Jim, spellbound, just stared.

The sweater was thrown casually aside as Izzy continued to dance, the soft light from the lamp throwing shadows on her figure as she took hold of the hem of the vest, lifting it a few inches to reveal smooth, lightly tanned flesh, then dropping it again, pirouetting a couple of times before exposing a little more, until there was a fleeting glimpse of the curve of her small breasts. She was singing along with Souad Massi, her voice a light soprano, the words indistinguishable, the notes dissonant.

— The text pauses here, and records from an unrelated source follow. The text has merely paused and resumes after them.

PR #7824, opened 2025-03-31
[NU-2116] Add Json type for schemaless topics with json content type

Cichan-mcc:
## Describe your changes

Currently when we choose to use Kafka topic without schema and Json content type the type of `#input` is `Unknown`:
Screenshot 2025-04-02 at 15 52 49

With these changes new `Json` type is introduced. For now it is very similar to the `Unkown` type as we want to have the possibility to dynamically access attributes inside. The `Json` type is used when user provides ambiguous data sample (`{}`, `[]`, `null`) which previously meant that `Unknown` type would be used.

Screenshot 2025-04-02 at 15 01 18

In expression fields we have the same suggestions as for the `Unknown` type and we can cast it to an actual type.
Screenshot 2025-04-02 at 15 01 39
Screenshot 2025-04-02 at 15 01 48

In ad hoc/dry run test the parameter was changed to `Input` from `Value` as that's what we pass there with Json data.
Screenshot 2025-04-02 at 15 01 04

## Checklist before merge


components-api/src/main/scala/pl/touk/nussknacker/engine/api/typed/typing.scala
```diff
@@ -176,6 +176,14 @@ object typing {
     override val display = "Unknown"
   }
 
+  case object TypedJson extends TypingResult {
```
arkadius: I think it is not a way to go to add everwhere, where we already have `Unknown` the same handling logic as for `TypedJson`. This solution have two disadvantages:
- Our typing system is a part of the component-api, developer of a component will need to think what to do with this new type
- They can handle these cases wrong and introduce costly bugs

IMO we should rather consider adding some optional information about how `Unknown` will be presented and try to keep it as transparent as possible. We already have similar approach  done with arrays. They are presented as lists. See `TypedClass.display`

Tricks that would help us to make this as transparent as possible:
- We can have `object Unkown extends Unkown(defaultPresentationLogic)`   
- Instead of having `case object`, we can manually add `equals`, `hashCode` and extractor (`Unknown.unapply`)

BTW thanks this approach we could change `defaultPresentationLogic` to `Any`. Thanks to that, there is a chance that this change will be quite compatible.

Cichan-mcc: I modified the structure a bit. I removed additional `TypedJson` type and made Json a display strategy of `Unknown` type. I also introduced `object Unknown extends Unknown(UnknownDisplayStrategy)` which mimics how `Unknown` was treated previously which helps to make the change more transparent. I just had to adjust a few pattern matches as now `Unknown` can represent two display strategies.

I tried to manually implement own extractor and other methods but i don't know whether we could make it more transparent than what we have now.

components-api/src/main/scala/pl/touk/nussknacker/engine/api/json/decoders/TypingResultDecoder.scala
```diff
@@ -61,6 +61,14 @@ class TypingResultDecoder(loadClass: String => Class[_]) {
       .map(_.getOrElse(Map.empty))
   } yield Typed.record(fields, valueClass, additional)
 
+  private def unknown(obj: HCursor): Decoder.Result[TypingResult] = {
+    obj
+      .downField("display")
+      .as[String]
+      .map(value => if (value == JsonDisplayStrategy.display) Right(TypedJson) else Right(Unknown))
```
arkadius: Maybe we could have just a decoder for display strategy?

components-api/src/main/scala/pl/touk/nussknacker/engine/api/typed/AssignabilityDeterminer.scala
```diff
@@ -37,8 +37,8 @@ object AssignabilityDeterminer {
 
   private def isAssignable(from: TypingResult, to: TypingResult, conversionChecker: ConversionChecker) = {
     (from, to) match {
-      case (_, Unknown)       => ().validNel
-      case (Unknown, _)       => ().validNel
+      case (_, Unknown(_))    => ().validNel
```
arkadius, line 40: Can we create an extractor similar to these created for case object? Thanks to that we won't need to add `(_)` in pattern matching

components-api/src/main/scala/pl/touk/nussknacker/engine/api/typed/typing.scala
```diff
@@ -167,15 +167,28 @@ object typing {
...
 
+  // Unknown is representation of TypedUnion of all possible types
+  case class Unknown(displayStrategy: DisplayStrategy) extends TypingResult {
+    override def withoutValue: TypingResult = this
+    override val valueOpt: None.type        = None
+    override val display: String            = displayStrategy.display
+  }
+
+  object Unknown   extends Unknown(UnknownDisplayStrategy)
+  object TypedJson extends Unknown(JsonDisplayStrategy)
```
arkadius: Almost every type can be created using `Typed.xyz` syntax. I think that we can follow the same approach with json - we can extract `val Typed.json = Unknown(JsonDisplayStrategy)` method. Evenually, we could do the same with `Unknown` object but for sake of backward compatibility it can be done later.

scenario-compiler/src/test/scala/pl/touk/nussknacker/engine/compile/NodeDataValidatorSpec.scala
```diff
@@ -1190,6 +1190,21 @@ class NodeDataValidatorSpec extends AnyFunSuite with Matchers with Inside with T
     }
   }
 
+  test("should properly validate Json type parameters") {
+    val ctx = ValidationContext(Map("input" -> TypedJson))
+    val expressionsWithExpectedTypes = List(
+      ("#input", TypedJson),
+      ("#input[0]['products'][1]['id']", TypedJson),
+      ("#input[0]['products'][1]['id'].toInteger()", Typed.typedClass[Int])
```
arkadius: We need to handle also:
- `#input.toMap`
- `#input.toList`

components-api/src/main/scala/pl/touk/nussknacker/engine/api/typed/typing.scala
Cichan-mcc: I introduced `val json: Unknown = new Unknown(JsonDisplayStrategy)` and updated places which used `TypedJson`

components-api/src/main/scala/pl/touk/nussknacker/engine/api/json/decoders/TypingResultDecoder.scala
Cichan-mcc: I introduced a Decoder for `Unknown` class since that's what we actually needed based on `display` attribute. I had to use `fold` instead of `orElse` for Scala 2.12 compatibility

components-api/src/main/scala/pl/touk/nussknacker/engine/api/json/decoders/TypingResultDecoder.scala
```diff
@@ -42,6 +42,16 @@ class TypingResultDecoder(loadClass: String => Class[_]) {
     case e                     => Left(s"$e is not SingleTypingResult")
   }
 
+  private implicit val displayUnknownDecoder: Decoder[Unknown] = Decoder.instance { cursor =>
+    cursor
+      .as[String]
+      .map {
+        case JsonDisplayStrategy.display => Typed.json
```
arkadius: We can wrap both display strategies in enumatum and do here valueOf getOrElse throw exception. It will be harder to introduce some bug that we add/change strategies and something stopped working

components-api/src/main/scala/pl/touk/nussknacker/engine/api/typed/typing.scala
```diff
@@ -167,15 +167,27 @@ object typing {
...
 
-  // Unknown is representation of TypedUnion of all possible types
-  case object Unknown extends TypingResult {
-    override def withoutValue: Unknown.type = Unknown
+  sealed trait DisplayStrategy {
+    val display: String
+  }
 
-    override val valueOpt: None.type = None
+  case object UnknownDisplayStrategy extends DisplayStrategy {
```
arkadius: Maybe let's call it `DefaultDisplayStrategy`. Let it be easy to change the implementation of this strategy.

components-api/src/main/scala/pl/touk/nussknacker/engine/api/typed/AssignabilityDeterminer.scala
arkadius: Let's leave as it is + add migration guide

components-api/src/main/scala/pl/touk/nussknacker/engine/api/typed/typing.scala
Cichan-mcc: I changed the name to `DefaultDisplayStrategy`

components-api/src/main/scala/pl/touk/nussknacker/engine/api/json/decoders/TypingResultDecoder.scala
Cichan-mcc: I wrapped the `DisplayStrategy` in Enum and made sure that exception is thrown if `display` does not correspond to defined display strategies. 
I couldn't use valueOf since the Enums names' are different and I needed to make sure that `Unknown` is returned in case there is no `display` attribute in Json so the change is compatible.

components-api/src/main/scala/pl/touk/nussknacker/engine/api/typed/AssignabilityDeterminer.scala
Cichan-mcc: I added a mention in migration guide on how to match against `Unknown` now

scenario-compiler/src/test/scala/pl/touk/nussknacker/engine/compile/NodeDataValidatorSpec.scala
Cichan-mcc: I'm working on this to add correct typing for these cases. 
Right now `#input.toMap` and `#input.toList` return `Map[Json, Json]` and `List[Json]` accordingly. 
I need to change the first one into `Map[String, Json]` and I also need to make sure that calling `get()` on both of them return `Json` as right now `Unknown` is returned.

This is quite tricky as from what I saw we get the methods and the types from `ClassDefinition` by using sth like this:
`lazy val unknown: Option[ClassDefinition] = get(classOf[java.lang.Object])`
And since Json is just a display type of `Unknown` the class definition is the same for both display types and we lose information about it and in result `DefaultDisplayStrategy` is used.

And also after changing these collections to work on `Json` types i get some random failures in Scala 2.12 tests...

components-api/src/main/scala/pl/touk/nussknacker/engine/api/json/decoders/TypingResultDecoder.scala
```diff
@@ -61,6 +75,12 @@ class TypingResultDecoder(loadClass: String => Class[_]) {
       .map(_.getOrElse(Map.empty))
   } yield Typed.record(fields, valueClass, additional)
 
+  private def unknown(obj: HCursor): Decoder.Result[TypingResult] = {
+    val displayAttribute = obj.downField("display")
+    if (displayAttribute.succeeded) displayAttribute.as[Unknown]
```
arkadius: It looks weird that you are decoding field `display` to `Unknown` type. I understand decoding `display` to `DisplayStrategy` but not to type. Let's change `as[Unkown]` to `as[DisplayStrategy]`

components-api/src/main/scala/pl/touk/nussknacker/engine/api/json/decoders/TypingResultDecoder.scala
```diff
@@ -42,6 +43,19 @@ class TypingResultDecoder(loadClass: String => Class[_]) {
     case e                     => Left(s"$e is not SingleTypingResult")
   }
 
+  private implicit val displayUnknownDecoder: Decoder[Unknown] = Decoder.instance { cursor =>
+    cursor
```
arkadius: You can shorten it to `Decoder.decodeString.map { ...` - take a look how we do this in other places in this class.

components-api/src/main/scala/pl/touk/nussknacker/engine/api/json/decoders/TypingResultDecoder.scala
```diff
@@ -42,6 +43,19 @@ class TypingResultDecoder(loadClass: String => Class[_]) {
...
+      .as[String]
+      .map { displayStr =>
+        DisplayStrategy.valueOfDisplay(displayStr) match {
+          case Some(JsonDisplayStrategy)    => Typed.json
+          case Some(DefaultDisplayStrategy) => Unknown
+          case None =>
+            throw new IllegalStateException(s"Unrecognized display value: '$displayStr'")
```
arkadius: `IllegalStateException` should be reserved for cases when you put your application into a state that shouldn't happen. It is mostly used when you can't (or don't want to invest in it) express something in types and you have to handle something at runtime. The situation that you are handling here is a normal case - some client sent you unexpected data in a request. Circe prepared an error class for that. It is `DecodingFailure`. Also, it is more idiomatic to use `emap` or `.or(Decoder.failedWithMessage`.

components-api/src/main/scala/pl/touk/nussknacker/engine/api/json/decoders/TypingResultDecoder.scala
Cichan-mcc: I changed it to `as[DisplayStrategy]`. 
Previously I decided to go with `as[Unknown]` as that's the type that we actually want to be returned from the function and I took a little shortcut 😄

components-api/src/main/scala/pl/touk/nussknacker/engine/api/json/decoders/TypingResultDecoder.scala
Cichan-mcc: I changed it to `Decoder.decodeString.emap`

components-api/src/main/scala/pl/touk/nussknacker/engine/api/json/decoders/TypingResultDecoder.scala
Cichan-mcc: True, it should be a `DecodingFailure` instead of an exception. I used `emap` here with proper failure message now.

scenario-compiler/src/test/scala/pl/touk/nussknacker/engine/compile/NodeDataValidatorSpec.scala
Cichan-mcc: I modified the code a bit and now `#input.toMap` returns `Map[String, Json]` and `#input.toList` returns `List[Json]`.
I also noticed that suggester suggesting `Undefined` for `get()` method is not specific to my case with json collections. It looks like it behaved like this with all of them.
Screenshot 2025-04-17 at 12 50 34
I inserted type computation for the suggester so the types are suggested properly. Now it works for Json as well as for other types
Screenshot 2025-04-17 at 12 53 35
Screenshot 2025-04-17 at 12 54 23

arkadius (approved):
Nice, let's merge this stage and we will do some end-to-end tests to find out if we didn't miss some place where `Json` should appear

PR #7853, opened 2025-04-01
[Tech] Add example scenarios to e2e tests

mgoworko:
## Describe your changes

Scenarios defined in the nussknacker-scenario-examples-library and deployed as part of the nussknacker-quickstart pipeline detected a bug, that was not detected by the Nu tests in this repo.

So in this PR 2 scenarios are copied to Nu repo - it is only tested, that they are compiled and deployed correctly, without testing their output for now.

## Checklist before merge


e2e-tests/src/test/resources/offer-customer-proposal-based-on-activity-event/OfferCustomerProposalBasedOnActivityEvent.json
```diff
@@ -0,0 +1,446 @@
+{
```
mgoworko, line 1: The entire example scenario directory copied without changes from examples library.

e2e-tests/src/test/resources/rtm-client-near-pos/RTMClientNearPOS.json
```diff
@@ -0,0 +1,660 @@
+{
```
mgoworko, line 1: The entire example scenario directory copied without changes from examples library.

e2e-tests/src/test/resources/batch-nu-designer.override.yml
```diff
@@ -2,13 +2,16 @@ services:
 
   designer:
     environment:
-      CONFIG_FILE: "/opt/nussknacker/conf/application.conf,/opt/nussknacker/conf/application-customizations.conf,/opt/nussknacker/conf/batch-customizations.conf"
+      EXAMPLE_SCENARIOS_LIBRARY_SERVICE_NAME: bootstrap-setup
+      CONFIG_FILE: "/opt/nussknacker/conf/application.conf,/opt/nussknacker/conf/application-customizations.conf,/opt/nussknacker/conf/batch-customizations.conf,/opt/nussknacker/conf/offer-customer-proposal-customizations.conf,/opt/nussknacker/conf/rtm-client-near-pos-customizations.conf"
```
mk-software-pl: it seems we can add `/opt/nussknacker/conf/additional-configuration.conf`. You can check its content. The `offer-customer-proposal-customizations.conf`, `rtm-client-near-pos-customizations.conf` confs should be included in it.

mk-software-pl: oh, and I see some inconsistency here. We add a file related to the bootstrap library, but this `override.yml` file refers to the batch test. I guess the `CONFIG_FILE ` is problematic here. Maybe it means that `e2e-tests/src/test/resources/bootstrap-setup-scenarios.override.yml` and this file should be merged. WDYT?

e2e-tests/src/test/scala/pl/touk/nussknacker/OfferCustomerProposalBasedOnActivityEventSpec.scala
```diff
@@ -0,0 +1,42 @@
...
+  ScenarioStatus
+}
+
+class OfferCustomerProposalBasedOnActivityEventSpec
+    extends AnyFreeSpecLike
+    with BaseE2ESpec
+    with Matchers
+    with BasicScenarioInformationFetching {
+
+  // The OfferCustomerProposalBasedOnActivityEvent is a highly dynamic scenario,
```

Drunk as he was, his senses were alert. He did nothing to stop Izzy, on her next pirouette, tossing aside the vest-top, laying bare her breasts—the soft-coral nipples bordered by a triangle of whiter skin against her otherwise tanned body. She was gyrating her stomach like a belly dancer now, her blue jeans unzipped, a line of black lacy knickers showing beneath her belly button. She held her hands behind her head, entangled in her thick blonde hair, her eyes never leaving Jim’s face as she moved closer to him, pushing his knees apart with her own, dancing more slowly now . . . slower and slower.

Jim made no effort to resist her advances as he lay there, mesmerized. But he was suddenly aware of a warning light going on in his booze-addled brain. A light signaling a thought that grew to a clamoring insistence. This is the line, Jim, it said, the definitive line. Step over it and you’ll be separated from Nancy forever.

Another voice—visceral, thoughtless and emanating from his genitals—countered, Fuck it, and why not? Nancy is lost to you anyway. But his head-voice was urgent and imperious. Cross the line just once and it’s over. No going back. No second chance.